When I was a kid we kept it in a glass door cabinet. We would get it down and run it on compressed air.

From what my dad said his instructor told him he doubted if he could get the timing right, but he did.

Jim


----------



## metalmad

Thats Lovely Jim
 The old style tap fitting looks so right on the engine :bow:
I like to think my son will pass on my engines to his sons.
Some K for your old Man 
Pete


----------



## modela

I am sure he will, Pete.

My dad's father was a water well and test hole driller. His father drilled with what was called a walking beam drill powered by a small Case engine. When WW II came along he turned it in for the war effort which he regretted. He went on to take over the business. We grew up in that business and he passed on many skills to my brother and I.

Jim


----------



## Brass_Machine

Yup. That is a nice model.

When I was in high school, we still had a vocational program. Machine shop, welding etc...

Check that. I just went back and looked. The votech is still going strong in my hometown. The machine shop program is now called "Mechanical & Manufacturing Engineering/Robotics" and they get CAD/CNC training along with physics, robots etc...

Back to that model. Are the cylinders one piece?


----------



## modela

The heads are in one piece. My brother, a laser physicist and machinist is talking about taking it apart, drawing plans and building another one. 

Jim


----------



## bearcar1

As much as I would love to see a set of drawings for such a lovely engine, please do not let your brother or any one else disassemble your father's work. Leave it alone and know that he was the last person to have tightened the fittings. Just my $.02 worth but don't take a chance with something as precious as that, rocket scientist or not. 

Jim 
BC1


----------



## modela

That is what kept us from doing it all these years. We still have his old class notes and are hoping to go through them and find something. 

Jim


----------



## rhitee93

What a treasure. I lost my dad last year, and I am fortunate to have a number of wooden toys he made in his workshop. They are very dear to me.
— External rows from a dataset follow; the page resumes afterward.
PR #1742, opened 2020-12-22
feat(new-client)/connection-status-component(705)

slcfv3:
Screenshot 2020-12-22 151536
-connection status components can display multiple services' connection status now

### DIFF
--- a/src/new-client/src/App/Footer/Footer.tsx
+++ b/src/new-client/src/App/Footer/Footer.tsx
@@ -1,6 +1,6 @@
 import ContactUsButton from "./ContactUsButton"
 import StatusBar from "./StatusBar"
-import { StatusButton } from "./StatusButton/StatusButton"
+import { StatusButton } from "./StatusButton"
 
 export const Footer: React.FC = () => (
   <StatusBar>
--- a/src/new-client/src/App/Footer/StatusButton/StatusButton.tsx
+++ b/src/new-client/src/App/Footer/StatusButton/StatusButton.tsx
@@ -1,7 +1,6 @@
 import { SyntheticEvent, useRef, useState, useEffect } from "react"
-import { of } from "rxjs"
 import { bind } from "@react-rxjs/core"
-import { map, timeoutWith } from "rxjs/operators"
+import { delay, map } from "rxjs/operators"
 import styled from "styled-components/macro"
 import { ServiceConnectionStatus, ServiceStatus } from "services/connection"
 import {
@@ -15,7 +14,8 @@ import {
 import { Root, Button } from "../common-styles"
 import Service from "./Service"
 import { usePopUpMenu } from "utils/usePopUpMenu"
-import { status$, ServiceInstanceStatus } from "services/status"
+import { ServiceInstanceStatus, status$ } from "services/status"
+import { of } from "rxjs"
 
 export const Wrapper = styled.div`
   color: ${(props) => props.theme.textColor};
@@ -85,54 +85,13 @@ const selectAll = (event: SyntheticEvent) => {
   input.select()
 }
 
-const getInstanceNumber = (
-  record: Record<string, ServiceInstanceStatus>,
-  type: string,
-) => {
-  return Object.values(record).filter(
-    (x) => x.isConnected && x.serviceType === type,
-  ).length
-}
-
-const timeoutThreshold = 3000
-const requestTimeoutLogger$ = of(
-  ["blotter", "reference", "execution", "pricing", "analytics"].map(
-    (serviceType) =>
-      ({
-        serviceType,
-        connectionStatus: ServiceConnectionStatus.DISCONNECTED,
-        connectedInstanceCount: 0,
-      } as ServiceStatus),
-  ),
-)
-
-export const [useServiceStatus, serviceStatus$] = bind(
-  status$.pipe(
-    map((record) => {
-      const nameList: Set<string> = new Set()
-      const result: ServiceStatus[] = []
-      const recordValues = Object.values(record)
-      recordValues.forEach((next) => {
-        const newStatus = {
-          serviceType: next.serviceType,
-          connectedInstanceCount: getInstanceNumber(record, next.serviceType),
-          connectionStatus: getInstanceNumber(record, next.serviceType)
-            ? ServiceConnectionStatus.CONNECTED
-            : ServiceConnectionStatus.DISCONNECTED,
-        }
-        if (nameList.size !== nameList.add(newStatus.serviceType).size) {
-          result.push(newStatus)
-        }
-      })
-      return result
-    }),
-    timeoutWith(timeoutThreshold, requestTimeoutLogger$),
-  ),
-  [] as ServiceStatus[],
+const [useServiceStatus, serviceStatus$] = bind<ServiceInstanceStatus[]>(
+  status$.pipe(map(Object.values)),
+  [],
 )
 
 export const [useApplicationStatus, applicationStatus$] = bind(
-  serviceStatus$.pipe(map((status) => getApplicationStatus(status))),
+  of(ServiceConnectionStatus.CONNECTED).pipe(delay(1500)),
   ServiceConnectionStatus.CONNECTING,
 )
 
@@ -140,7 +99,7 @@ export const StatusButton: React.FC = () => {
   const url = "https://web-demo.adaptivecluster.com"
   const ref = useRef<HTMLDivElement>(null)
   const { displayMenu, setDisplayMenu } = usePopUpMenu(ref)
-  const services: ServiceStatus[] = useServiceStatus()
+  const services = useServiceStatus()
 
   const appUrl = url
   const appStatus = useApplicationStatus()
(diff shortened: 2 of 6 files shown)


src/new-client/src/App/Footer/StatusButton/serviceInstanceCollection.ts
```diff
@@ -0,0 +1,72 @@
...
+    const x = this.serviceInstanceCollections.get(serviceType)
+
+    if (x) {
+      return x.getServiceNumberOfInstances()
+    }
+
+    return undefined
+  }
+
+  getStatusOfServices(): ServiceConnectionInfo {
```
iprado78, line 54: As it happens, I've spent a good chunk of time today looking at this code in the original client.   Think you can make this method a little simpler with fromEntries and our mapObject utility: 

```
  return mapObject(
     Object.fromEntries(this.serviceInstanceCollections),
    (instanceCollection) =>  ({
      serviceType: instanceCollection.serviceType,
      connectedInstanceCount: instanceCollection.getServiceNumberOfInstances(),
      connectionStatus: instanceCollection.getServiceNumberOfInstances()
        ? ServiceConnectionStatus.CONNECTED
        : ServiceConnectionStatus.DISCONNECTED,
   })
  )
```

The keys of the `this.serviceInstanceCollections` Map are the serviceTypes:

https://github.com/AdaptiveConsulting/ReactiveTraderCloud/pull/1742/files#diff-431d7047cc2d8c8daac07b0dca1679abc5e0d376488d73c194d6addc8299b500R104
)

src/new-client/src/App/Footer/StatusButton/serviceStatus.ts
```diff
@@ -0,0 +1,134 @@
...
+        addHeartBeatToServiceInstanceStatus(heartBeatTimeout),
+        scan<ServiceInstanceStatus, ServiceInstanceCollection>(
+          (serviceInstanceCollection, next) =>
+            serviceInstanceCollection.update(next),
+          new ServiceInstanceCollection(serviceInstanceStatus.key),
+        ),
+      ),
+    ),
+    scan<ServiceInstanceCollection, ServiceCollectionMap>(
+      (serviceCollectionMap, serviceInstanceCollection) => {
```
iprado78, line 103: See comment below on line 132

src/new-client/src/App/Footer/StatusButton/serviceStatus.ts
```diff
@@ -0,0 +1,134 @@
...
+  statusUpdate$: Observable<RawServiceStatus>,
+  heartBeatTimeout: number,
+) => {
+  return statusUpdate$.pipe(
+    map(convertFromRawMessage),
+    groupBy((serviceInstanceStatus) => serviceInstanceStatus.serviceType),
+    mergeMap((serviceInstanceStatus) =>
+      serviceInstanceStatus.pipe(
+        addHeartBeatToServiceInstanceStatus(heartBeatTimeout),
+        scan<ServiceInstanceStatus, ServiceInstanceCollection>(
```
iprado78, line 95: See comment below on line 132

src/new-client/src/App/Footer/Footer.tsx
```diff
@@ -1,10 +1,14 @@
...
 import { StatusButton } from "./StatusButton/StatusButton"
+import { serviceStatus$ } from "./StatusButton/serviceStatus"
+import { Subscribe } from "@react-rxjs/core"
 
 export const Footer: React.FC = () => (
   <StatusBar>
-    <ContactUsButton />
-    <StatusButton />
+    <Subscribe source$={serviceStatus$}>
+      <ContactUsButton />
```
josepot, line 10: Why is the `ContactUsButton` inside `Subscribe`?

src/new-client/src/App/Footer/Footer.tsx
```diff
@@ -1,10 +1,14 @@
 import ContactUsButton from "./ContactUsButton"
 import StatusBar from "./StatusBar"
 import { StatusButton } from "./StatusButton/StatusButton"
```
josepot, line 3: Remember to use index files to export the correct contracts of each module.

I was expecting to find something like: `import { StatusButton, statusButton$} from './StatusButton'`

src/new-client/src/App/Footer/StatusButton/StatusButton.tsx
```diff
@@ -85,7 +86,7 @@ export const StatusButton: React.FC = () => {
   const url = "https://web-demo.adaptivecluster.com"
   const ref = useRef<HTMLDivElement>(null)
   const { displayMenu, setDisplayMenu } = usePopUpMenu(ref)
-  const services: ServiceStatus[] = []
+  const services: ServiceStatus[] = useServiceStatus()
```
josepot, line 89: I would much rather to have a hook defined just before the `StatusButton` component like: `useApplicationStatus`.

src/new-client/src/App/Footer/StatusButton/StatusButton.tsx
```diff
@@ -85,7 +86,7 @@ export const StatusButton: React.FC = () => {
...
 
   const toggleMenu = useCallback(() => {
```
josepot, line 91: We shouldn't be using `useCallback` for things like this. Also, since the next value depends on the previous one: the toggle function should use the "function overload" of `setState`, like this: `() => { setDisplayMenu(prev => !prev) }` and I would much rather if that was defined directly in the `onClick` event-handle of `Button`.

josepot (changes requested):
Hi @slcfv3 

Please keep in mind that the goal is to adapt the previous functionality to the standards of the new architecture. In that sense, it's important that we get rid of those things that are no longer needed and to draw the correct boundaries between each module.

This is how I was envisioning this:
- Under services, let's add a new service named `status`, this service should expose a shared-observable of `Record<string, ServiceInstanceStatus>`, where the key of the `Record` is the ID of the `ServiceInstanceStatus`. Please, when creating this observable, let's make sure that we don't inherit all the bogus code from the old services 🙂 . Ping me if you want me to help you wit that, but in a nutshell the only thing that needs to happen is: use the `watch` function to get the status updates and then scan them into a `Record` of `ServiceInstanceStatus`, that's it.

- The status button is composed of 2 different components:
  - The button itself, which derives its state (connected, connecting, disconnected) from the `status$` stream that it's imported from services. However, on bind we should use the default state of `connecting`, so that we don't have to use `Subscribe`
  - The list of statusses which also derive their state from the `status$` stream that's imported from services. However, on `bind` we should use an empty list so that we don't have to use `Subscribe`

src/new-client/src/services/status.ts
```diff
@@ -0,0 +1,38 @@
...
+
+const convertFromRawMessage = (
+  serviceStatus: RawServiceStatus,
+): ServiceInstanceStatus => {
+  return {
+    serviceType: serviceStatus.Type,
+    serviceId: serviceStatus.Instance,
+    timestamp: serviceStatus.TimeStamp,
+    serviceLoad: serviceStatus.Load,
+    isConnected: true,
```
josepot, line 27: I don't see the point of adding the `isConnected` property, given the fact that its value will always be `true` looks misleading...

src/new-client/src/App/Footer/StatusButton/StatusButton.tsx
```diff
@@ -81,28 +85,81 @@ const selectAll = (event: SyntheticEvent) => {
...
+            ? ServiceConnectionStatus.CONNECTED
+            : ServiceConnectionStatus.DISCONNECTED,
+        }
+        if (nameList.size !== nameList.add(newStatus.serviceType).size) {
+          result.push(newStatus)
+        }
+      })
+      return result
+    }),
+    timeoutWith(timeoutThreshold, requestTimeoutLogger$),
```
josepot, line 129: I don't think that this is accurate, if the initial connection takes longer than 3 secs, that doesn't mean that we are disconnected from those services... It means that we have not been able to connect, we don't even know if those are the available services.

src/new-client/src/App/Footer/StatusButton/StatusButton.tsx
```diff
@@ -81,28 +85,81 @@ const selectAll = (event: SyntheticEvent) => {
...
+          connectionStatus: getInstanceNumber(record, next.serviceType)
+            ? ServiceConnectionStatus.CONNECTED
+            : ServiceConnectionStatus.DISCONNECTED,
+        }
+        if (nameList.size !== nameList.add(newStatus.serviceType).size) {
+          result.push(newStatus)
+        }
+      })
+      return result
+    }),
```
josepot, line 128: I'm pretty sure that the only transformation that's needed here is `map(Object.values)`

src/new-client/src/App/Footer/StatusButton/StatusButton.tsx
```diff
@@ -81,28 +85,81 @@ const selectAll = (event: SyntheticEvent) => {
...
+    timeoutWith(timeoutThreshold, requestTimeoutLogger$),
+  ),
+  [] as ServiceStatus[],
+)
+
+export const [useApplicationStatus, applicationStatus$] = bind(
+  serviceStatus$.pipe(map((status) => getApplicationStatus(status))),
```
josepot, line 135: By the looks of it, it seems that we are conflating the connection status with the health of the services, but those are 2 different things:

- The connection status has to do with the socket connection: connected, disconnected, connecting...
- The health of the services has to do with whether the services are healthy or not, which I suppose it depends on whether there are more than zero instances of each up and running.

We should clarify what the business requirement for this button is: whether it has to display the connection status or the health of the services, or both.

josepot (changes requested):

I would echo the thoughts of leaving that engine alone. With your brother's background, I bet he could measure the external parts, and design the internals himself. That way it would be a genrational evolution of the engine design.

No matter what you do, thank you for sharing.


----------



## Brass_Machine

modela  said:
			
		

> The heads are in one piece. My brother, a laser physicist and machinist is talking about taking it apart, drawing plans and building another one.
> 
> Jim



One piece! They look nicely done with the cooling fins. Fits the role of a radial (One of my favorite engines)


----------



## gmac

My thoughts are similar to those of Brian - leave it as your Father intended. Develop a set of plans without disassembling it and you and your brother build two to continue the legacy - make your Father proud !  

Thanks for posting his work, nice to see old craftmanship.

Cheers Garry


----------



## JorgensenSteam

Jim-

My Dad left a number of steam engines when he died, and I hesitated to disassemble any of them.
But if you really want to learn how to build them, and learn how he built them, then you will need to take it apart and measure it.

Just take a lot of photos and notes, and keep up with screws and parts in ziplock baggies.

My thoughts are that my Dad would be proud that I wanted to learn how they were made, and he would also be proud of the drawings I made that I have been able to pass on to to so many others.

Dad was a big promoter of the hobby in general, and I am sure he would not mind.

There is only one way to learn, and that is to jump in there.


Just my two cents.

Pat J


----------



## ronkh

Hi Jim,

Thanks for showing. Really great to see these old model engines and did he make any more?

Pat J. 
Sorry to say but I have to agree with Brian, Garry and rhmee93.
After all, one woundn't take apart a classic Rolls Royce or a Chevy - F15 or a Spitfire plane et al just to see how the innards work and measure up would one? 
Its rather like the old saying: "If it aint broke, don't fix it"!

Kind regards,

Ron.


----------



## JorgensenSteam

Ron-

I guess I would say if you have the skill to disassemble it and measure it, and then reassemble it without leaving a trace, then what is the harm?
Otherwise how do you save the design and share it with others?

I actually would take apart any engine or mechanical device, measure it, and make drawings for it, regardless. I have always done that, and would do that with a Rolls Royce Merlin, or any engine. But I can do that without damaging it.

My philosophy is "if humans made it, then humans can reverse-engineer it".

Yes, I can and do take apart anything, nothing is sacred in the engine world to me.

If you don't take it apart, you will never learn.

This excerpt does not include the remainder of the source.